### Study material

PR #2308, opened 2020-12-29
Scala 3: context functions

MichalBednarz:
#2216 
One of the tests requires `withAllowSignificantIndentation` to be set to false (also introduced in #2298). 
As you can see, the main problem with context functions is to find the optimal way to reuse the existing methods that have been used for regular functions so far. I wait for your suggestions on this matter.


scalafmt-core/shared/src/main/scala/org/scalafmt/internal/Router.scala
```diff
@@ -597,8 +606,13 @@ class Router(formatOps: FormatOps) {
 
       // Term.Apply and friends
       case FormatToken(T.LeftParen(), _, _)
-          if getLambdaAtSingleArgCallSite(formatToken).isDefined =>
-        val lambda = getLambdaAtSingleArgCallSite(formatToken).get
+          if getLambdaAtSingleArgCallSite(formatToken).productIterator
+            .map(_.asInstanceOf[Option[Any]])
+            .exists(_.isDefined) =>
+        val (funLambda, contextFunLambda) = getLambdaAtSingleArgCallSite(
```
tgodzik, line 612: I think we should try to use `Tree` in this case.

scalafmt-core/shared/src/main/scala/org/scalafmt/util/TreeOps.scala
```diff
@@ -63,14 +63,26 @@ object TreeOps {
     ret.result()
   }
 
-  @tailrec
-  def isBlockFunction(fun: Term.Function): Boolean =
-    fun.parent match {
-      case Some(b: Term.Block) => isSingleElement(b.stats, fun)
+  def isBlockFunction(
+      fun: Either[Term.Function, Term.ContextFunction]
+  ): Boolean =
```
tgodzik, line 68: I think we will need to use Tree here also.

tgodzik (changes requested):
Looks good overall, thanks for the great work! However, I think we will need to replace `Either[Term.Function, Term.ContextFunction]` as we will be getting more (Term.PolyFunction for example).

scalafmt-core/shared/src/main/scala/org/scalafmt/internal/FormatOps.scala
```diff
@@ -1246,42 +1250,58 @@ class FormatOps(
 
   def getLambdaAtSingleArgCallSite(
       ft: FormatToken
-  )(implicit style: ScalafmtConfig): Option[Term.Function] =
+  )(implicit style: ScalafmtConfig): Option[Tree] = {
+    def infixArg(fun: Tree) = fun.parent.exists({
+      case Term.ApplyInfix(_, _, _, List(`fun`)) => true
```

### What needs to be done
Tally the lines in this material that hold the word "Router", then reply with only the number.

### Response to this exercise
2